4. Don't be rude or insensitive towards people if their first week isn't going as smoothly as yours. Some people might be really struggling, so don't go and thoughtlessly brag about how great you're settling in or how much you're getting on with everybody. Just because you're feeling pretty settled, it doesn't mean that everybody else is. Be patient and try to recognise that somebody being quiet or a little bit reclusive doesn't necessarily mean they're rude, maybe they just need somebody to be friendly towards them!

5. Don't invite friends from home. You need some time to establish yourself as an individual and do your own thing, this is probably your first taste of independence, so don't ruin that by letting your mates tag along. If you bring them then you're less likely to mingle and make new friends, which will come back to bite you when they've gone home and you're left on your own. Also, their behaviour will reflect onto you and sometimes that's not a good thing! They have a whole year to visit, but this is your time, so be selfish and choose to go it alone for this week!

6. Don't hide away in your bedroom. People will form friendships without you if you don't put yourself out there. Obviously, it's good to have some alone time now and then, and at some point during Freshers you will benefit from being on your own and chilling out! Make sure it's not all the time though. Try to sit in the kitchen to have your meals, if you have a sofa area then watch TV there rather than on your bed, it's all about making yourself available really.

7. Don't lie. Don't lie about your pre-uni life. So many people I met during the first week told lies about their a level results, their drinking habits, even really personal things like being diagnosed with mental health disorders - I caught them ALL out eventually. I know you might want to recreate yourself, and that's fine, maybe you want to be a new, better version of you! Just don't get carried away, stick with the truth. If there's something you don't like about yourself that you've maybe done in the past just keep it private, don't lie and say it never happened! You'll be found out and that isn't going to look good.

8. Don't sleep with your flatmate. Just don't do it, not this early on. No matter how well you're getting on, no matter how drunk you are, do not do it. I ended up in a relationship with one of the people from my accommodation, I'm actually still with him now (shout out to you Matt) and first kissed him towards the end of freshers week, obviously I don't regret it but when I look back I realise how little we actually knew about each other at that point, it's scary!
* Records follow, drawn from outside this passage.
PR #222, opened 2016-03-14
Add limits (Only mobspawn for now)

Creeplays:


rom1504:
> 16:25 < rom1504> it doesn't make a lot of sense
> 16:25 < mhsjlw> @rom1504 ?
> 16:26 < mhsjlw> it doesn't set a global mob limit
> 16:26 < rom1504> you're putting on the same level the max player and the max mobs that can be spawned in a single command
> 16:26 < mhsjlw> it just sets the max for spawning at the same time
> 16:27 < rom1504> yeah but anyway that /summonMany command is just for testing
> 16:27 < rom1504> it'll go in a plugin eventually
> 16:27 < mhsjlw> ok
> 16:27 < rom1504> so it doesn't make much sense to add options for it in settings.json

so maybe we could have a "limit-summon-many" option in the settings.json but it's independant from max-players, max-players should stay as it is.

PR #225, opened 2016-03-20
Block coords!=Entity coords

Creeplays:


rom1504:
Offset doesn't change the position. Test your code ;)

Creeplays:
I broken git on my server, and cannot just commit, and commited tougth web :D

rom1504:
what is this supposed to do ? initEntity should spawn on the given position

If you sleep with your flatmate in the first week then there's gonna be an atmosphere for the rest of the year, even if you're a super casual person that can brush it off, it's not going to make for a great living environment for everybody else! Just hold off until freshers is over, so you're not binge drinking quite so heavily or feeling quite as vulnerable and are more conscious of what this will mean for the future! 9. Don't miss out on the freshers fayres. They're busy, stressful, confusing and it's WAY too hot in there, but you have to persevere and get through the freshers fayres! You can get loads of freebies and it's where you'll sign up to any societies you might want to join. They're worth going along to, even when your head's pounding from the night before, just for the free pasta if nothing else!

Just remember that you're not on holiday, after this week is over there are still three years left of this experience, so start as you mean to go on and don't treat it as something temporary that you can forget! Enjoy yourself and make the right choices. Good luck!